▸ **WORK REQUIRED**
For every line in the material below that holds "changes", report the line.

++++++++

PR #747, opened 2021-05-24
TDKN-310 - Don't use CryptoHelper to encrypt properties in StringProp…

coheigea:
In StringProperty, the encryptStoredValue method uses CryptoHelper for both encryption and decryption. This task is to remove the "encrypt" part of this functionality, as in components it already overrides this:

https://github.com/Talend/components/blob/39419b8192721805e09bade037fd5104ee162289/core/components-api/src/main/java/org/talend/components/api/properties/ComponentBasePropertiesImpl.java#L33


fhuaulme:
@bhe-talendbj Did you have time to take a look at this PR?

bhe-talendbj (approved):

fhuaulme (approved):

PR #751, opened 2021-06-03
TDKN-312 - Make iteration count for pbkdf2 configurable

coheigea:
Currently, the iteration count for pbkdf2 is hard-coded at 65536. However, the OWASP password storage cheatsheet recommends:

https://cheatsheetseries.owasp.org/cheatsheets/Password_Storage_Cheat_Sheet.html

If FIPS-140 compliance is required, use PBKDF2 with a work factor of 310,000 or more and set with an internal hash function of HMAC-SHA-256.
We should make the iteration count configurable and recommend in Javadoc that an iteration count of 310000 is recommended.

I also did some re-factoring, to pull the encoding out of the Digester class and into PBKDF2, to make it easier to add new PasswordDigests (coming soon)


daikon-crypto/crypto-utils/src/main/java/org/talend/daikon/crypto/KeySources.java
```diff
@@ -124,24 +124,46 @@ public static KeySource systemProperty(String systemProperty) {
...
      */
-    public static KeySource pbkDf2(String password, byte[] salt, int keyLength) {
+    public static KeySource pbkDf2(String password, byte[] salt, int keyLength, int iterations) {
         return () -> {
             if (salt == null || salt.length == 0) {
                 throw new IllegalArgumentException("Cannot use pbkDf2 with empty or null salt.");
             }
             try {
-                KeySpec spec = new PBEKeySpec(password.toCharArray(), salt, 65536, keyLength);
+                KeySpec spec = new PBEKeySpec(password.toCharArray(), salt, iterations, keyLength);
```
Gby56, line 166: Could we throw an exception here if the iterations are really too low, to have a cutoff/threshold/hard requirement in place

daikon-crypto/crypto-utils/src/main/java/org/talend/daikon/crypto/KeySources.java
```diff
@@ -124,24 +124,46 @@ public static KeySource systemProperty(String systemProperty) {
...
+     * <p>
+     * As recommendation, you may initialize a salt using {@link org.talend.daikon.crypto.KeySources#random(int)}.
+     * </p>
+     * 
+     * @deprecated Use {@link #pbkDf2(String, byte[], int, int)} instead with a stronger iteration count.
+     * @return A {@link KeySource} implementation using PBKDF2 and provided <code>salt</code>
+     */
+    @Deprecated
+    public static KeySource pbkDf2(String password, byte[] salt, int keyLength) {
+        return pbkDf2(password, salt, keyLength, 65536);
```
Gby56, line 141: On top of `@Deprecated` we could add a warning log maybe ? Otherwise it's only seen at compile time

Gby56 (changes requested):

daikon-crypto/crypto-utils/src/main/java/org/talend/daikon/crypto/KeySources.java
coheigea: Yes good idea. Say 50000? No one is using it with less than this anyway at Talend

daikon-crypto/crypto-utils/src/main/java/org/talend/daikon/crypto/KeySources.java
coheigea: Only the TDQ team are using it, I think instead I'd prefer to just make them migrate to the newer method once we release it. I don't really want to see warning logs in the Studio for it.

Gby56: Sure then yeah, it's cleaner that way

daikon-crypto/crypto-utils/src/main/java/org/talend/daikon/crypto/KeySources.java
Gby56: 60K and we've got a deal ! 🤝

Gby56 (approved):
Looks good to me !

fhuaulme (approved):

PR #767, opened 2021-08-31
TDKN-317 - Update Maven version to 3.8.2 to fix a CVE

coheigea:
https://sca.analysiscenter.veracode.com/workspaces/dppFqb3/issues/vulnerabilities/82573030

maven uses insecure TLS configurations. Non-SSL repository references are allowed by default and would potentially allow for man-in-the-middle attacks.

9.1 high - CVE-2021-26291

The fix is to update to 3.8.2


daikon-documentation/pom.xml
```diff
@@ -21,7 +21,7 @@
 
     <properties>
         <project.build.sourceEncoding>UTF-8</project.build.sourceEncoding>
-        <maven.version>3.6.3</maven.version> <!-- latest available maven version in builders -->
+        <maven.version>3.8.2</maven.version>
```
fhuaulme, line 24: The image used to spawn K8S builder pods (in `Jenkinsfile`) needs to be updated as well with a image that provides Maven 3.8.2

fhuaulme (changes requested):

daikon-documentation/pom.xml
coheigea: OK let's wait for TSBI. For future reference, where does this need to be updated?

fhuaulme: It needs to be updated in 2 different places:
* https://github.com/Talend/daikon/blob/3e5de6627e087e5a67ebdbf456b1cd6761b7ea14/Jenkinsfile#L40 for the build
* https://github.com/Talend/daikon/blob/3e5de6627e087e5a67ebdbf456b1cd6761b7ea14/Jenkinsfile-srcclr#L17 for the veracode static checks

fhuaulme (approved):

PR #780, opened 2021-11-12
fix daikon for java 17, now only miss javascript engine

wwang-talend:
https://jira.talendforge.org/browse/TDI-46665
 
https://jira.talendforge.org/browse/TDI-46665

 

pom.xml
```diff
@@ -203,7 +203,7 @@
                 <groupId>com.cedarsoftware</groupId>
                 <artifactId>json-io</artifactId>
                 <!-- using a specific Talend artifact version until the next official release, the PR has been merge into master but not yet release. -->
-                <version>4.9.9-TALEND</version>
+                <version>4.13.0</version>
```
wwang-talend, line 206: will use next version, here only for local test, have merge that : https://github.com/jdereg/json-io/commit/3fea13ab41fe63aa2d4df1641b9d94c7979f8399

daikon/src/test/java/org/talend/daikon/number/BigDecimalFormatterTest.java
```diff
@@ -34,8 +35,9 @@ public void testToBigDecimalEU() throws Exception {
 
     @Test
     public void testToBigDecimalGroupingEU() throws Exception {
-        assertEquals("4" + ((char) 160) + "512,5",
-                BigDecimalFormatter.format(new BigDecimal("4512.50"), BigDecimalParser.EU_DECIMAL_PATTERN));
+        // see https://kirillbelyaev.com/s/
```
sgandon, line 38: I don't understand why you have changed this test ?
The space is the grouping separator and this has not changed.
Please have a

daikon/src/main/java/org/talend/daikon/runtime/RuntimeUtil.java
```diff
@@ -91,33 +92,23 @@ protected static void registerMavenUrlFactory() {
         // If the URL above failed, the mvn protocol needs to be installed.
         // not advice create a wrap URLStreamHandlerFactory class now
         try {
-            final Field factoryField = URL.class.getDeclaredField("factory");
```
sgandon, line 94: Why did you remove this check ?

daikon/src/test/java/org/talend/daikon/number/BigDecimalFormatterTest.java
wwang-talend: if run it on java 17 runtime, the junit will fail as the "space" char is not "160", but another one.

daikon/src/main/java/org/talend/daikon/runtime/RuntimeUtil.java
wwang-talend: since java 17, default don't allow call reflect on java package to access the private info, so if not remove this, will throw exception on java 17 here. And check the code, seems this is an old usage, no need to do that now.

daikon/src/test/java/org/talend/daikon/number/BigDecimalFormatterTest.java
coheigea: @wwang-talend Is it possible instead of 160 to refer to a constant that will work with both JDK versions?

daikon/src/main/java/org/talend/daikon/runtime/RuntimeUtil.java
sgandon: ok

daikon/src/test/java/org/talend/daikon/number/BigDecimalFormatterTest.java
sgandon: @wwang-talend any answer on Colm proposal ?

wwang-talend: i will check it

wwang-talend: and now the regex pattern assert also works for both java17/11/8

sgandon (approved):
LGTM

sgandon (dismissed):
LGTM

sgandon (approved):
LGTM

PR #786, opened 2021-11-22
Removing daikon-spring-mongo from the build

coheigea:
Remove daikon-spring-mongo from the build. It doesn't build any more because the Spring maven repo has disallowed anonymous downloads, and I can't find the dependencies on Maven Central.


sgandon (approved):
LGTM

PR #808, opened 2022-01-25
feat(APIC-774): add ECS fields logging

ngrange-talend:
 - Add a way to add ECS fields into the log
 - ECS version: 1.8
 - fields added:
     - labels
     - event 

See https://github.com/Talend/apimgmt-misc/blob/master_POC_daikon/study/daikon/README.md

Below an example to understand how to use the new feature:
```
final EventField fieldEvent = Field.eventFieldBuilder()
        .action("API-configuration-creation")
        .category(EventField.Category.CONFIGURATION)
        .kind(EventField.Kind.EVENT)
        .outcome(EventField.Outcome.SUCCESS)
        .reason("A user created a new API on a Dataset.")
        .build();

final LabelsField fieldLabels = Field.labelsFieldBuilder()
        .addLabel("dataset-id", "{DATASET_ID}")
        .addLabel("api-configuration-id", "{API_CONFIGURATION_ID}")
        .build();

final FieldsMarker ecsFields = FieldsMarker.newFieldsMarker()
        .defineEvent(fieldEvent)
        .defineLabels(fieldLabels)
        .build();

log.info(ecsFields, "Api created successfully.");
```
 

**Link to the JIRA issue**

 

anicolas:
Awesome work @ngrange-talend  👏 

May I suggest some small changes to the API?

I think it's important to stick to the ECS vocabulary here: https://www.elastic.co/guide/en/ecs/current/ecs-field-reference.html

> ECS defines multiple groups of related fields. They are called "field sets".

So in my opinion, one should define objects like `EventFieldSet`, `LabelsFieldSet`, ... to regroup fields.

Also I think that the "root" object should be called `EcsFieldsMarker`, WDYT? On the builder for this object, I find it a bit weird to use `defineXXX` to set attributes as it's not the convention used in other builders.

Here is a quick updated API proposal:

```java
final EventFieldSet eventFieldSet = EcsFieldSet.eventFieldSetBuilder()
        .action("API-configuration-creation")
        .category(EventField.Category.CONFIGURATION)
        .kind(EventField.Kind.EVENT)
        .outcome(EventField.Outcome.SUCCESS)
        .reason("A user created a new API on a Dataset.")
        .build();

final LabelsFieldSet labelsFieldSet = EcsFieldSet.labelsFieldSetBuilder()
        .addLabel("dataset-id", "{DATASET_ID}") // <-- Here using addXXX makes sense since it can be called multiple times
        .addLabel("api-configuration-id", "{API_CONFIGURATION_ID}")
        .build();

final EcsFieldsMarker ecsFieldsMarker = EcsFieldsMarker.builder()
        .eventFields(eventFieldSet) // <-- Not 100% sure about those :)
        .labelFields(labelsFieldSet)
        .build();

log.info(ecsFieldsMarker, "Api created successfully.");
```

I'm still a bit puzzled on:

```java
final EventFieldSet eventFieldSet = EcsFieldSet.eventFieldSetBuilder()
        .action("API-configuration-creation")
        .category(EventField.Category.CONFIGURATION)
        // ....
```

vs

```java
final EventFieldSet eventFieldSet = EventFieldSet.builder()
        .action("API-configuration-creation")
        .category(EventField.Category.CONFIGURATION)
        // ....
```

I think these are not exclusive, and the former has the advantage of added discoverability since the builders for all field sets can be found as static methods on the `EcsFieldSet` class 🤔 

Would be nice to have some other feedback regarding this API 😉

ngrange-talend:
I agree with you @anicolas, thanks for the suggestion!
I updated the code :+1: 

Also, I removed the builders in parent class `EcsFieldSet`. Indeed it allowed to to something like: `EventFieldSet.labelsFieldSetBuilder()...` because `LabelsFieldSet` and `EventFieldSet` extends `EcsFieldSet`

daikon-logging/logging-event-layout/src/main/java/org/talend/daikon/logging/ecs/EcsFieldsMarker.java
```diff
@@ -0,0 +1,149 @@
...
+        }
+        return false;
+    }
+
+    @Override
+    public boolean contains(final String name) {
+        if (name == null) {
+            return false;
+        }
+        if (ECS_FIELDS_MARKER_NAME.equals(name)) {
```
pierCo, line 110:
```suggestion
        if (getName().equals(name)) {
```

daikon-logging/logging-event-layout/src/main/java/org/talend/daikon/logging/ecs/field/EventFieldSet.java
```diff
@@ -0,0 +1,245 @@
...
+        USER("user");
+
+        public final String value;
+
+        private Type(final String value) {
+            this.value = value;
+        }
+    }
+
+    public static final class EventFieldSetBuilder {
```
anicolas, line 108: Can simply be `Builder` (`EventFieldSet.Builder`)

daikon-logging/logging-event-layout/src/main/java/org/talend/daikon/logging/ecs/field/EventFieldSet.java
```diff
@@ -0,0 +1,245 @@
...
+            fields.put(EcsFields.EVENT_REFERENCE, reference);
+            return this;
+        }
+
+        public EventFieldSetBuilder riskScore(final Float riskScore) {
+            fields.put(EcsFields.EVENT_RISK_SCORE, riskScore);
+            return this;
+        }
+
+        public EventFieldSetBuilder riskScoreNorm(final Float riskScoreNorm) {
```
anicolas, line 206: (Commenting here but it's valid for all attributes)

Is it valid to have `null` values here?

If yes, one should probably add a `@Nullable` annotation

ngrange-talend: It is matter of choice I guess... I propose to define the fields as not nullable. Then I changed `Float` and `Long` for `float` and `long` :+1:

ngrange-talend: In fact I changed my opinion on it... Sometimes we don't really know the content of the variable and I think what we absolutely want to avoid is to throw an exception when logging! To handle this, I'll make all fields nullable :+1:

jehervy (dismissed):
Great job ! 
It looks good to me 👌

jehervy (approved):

++++++++

▸ **EXERCISE ANSWER**
Gby56 (changes requested):
fhuaulme (changes requested):
May I suggest some small changes to the API?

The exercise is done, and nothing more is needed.